Когда зазвонил телефон, у меня не было вариантов, кто это беспокоит мою скромную персону. 

 — Чего? — вздохнула я. Холодно было до жути, и от волнения стучали зубы.

 — Ты как?

 — Никак, торчу под окнами, папа не пускает домой.

 — Сейчас приеду.

 — Да пошёл ты… 

Я скинула вызов и забралась на капот папиной машины, раскинула руки и уставилась на небо. Оно уже было усыпано звёздами.
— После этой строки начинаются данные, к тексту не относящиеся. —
PR #459, opened 2018-03-12
Add type hints for evm/rlp

cburgdorf:
### What was wrong?

evm/rlp lacked type hints

### How was it fixed?

Added type hints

 Прежде чем пойти к папе, я долго сидела в кафе поблизости и набиралась храбрости, так, что уже совсем похолодало и стемнело. Казалось, будь вечер тёплым — мне не было бы так погано и страшно. Ну не бросит же меня папа? Хотя его логика ясна… У меня есть телефон, я могу позвонить маме или условному “женишку”. Твою мать, роскошно то как!

 Сейчас папенька будет ненавидеть меня за то, какая я плохая дочь, как дерзила ему и ни во что не ставила, прикидываясь взрослой… И как я показывала зубы, а потом залетела от какого-то незнакомого ему парня и… 

 

Горячие слёзы от вселенской несправедливости, покатились по щекам, потому что мне было до ужаса стыдно, настолько, что щёки стали горячими и наверняка алыми. Папа, блин, не заслужил! Я просто… хотела его внимания… Только для меня! Не для брата-которого-нельзя-называть, не для Мани. Для меня! Я всегда была номером два, всегда! Я тот ребёнок, который остаётся один, когда родители расходятся после смерти первенца. Я одновременно тот ребёнок, который становится ненужным подросшим щенком после рождения маленького. Я напоминаю им брата, а Маня — новую жизнь. Я для папы — чужая девочка, которая вернулась уже взрослой и которую он совсем не знает. Я для мамы — неизвестный человек, которого она и не воспитывала совсем. 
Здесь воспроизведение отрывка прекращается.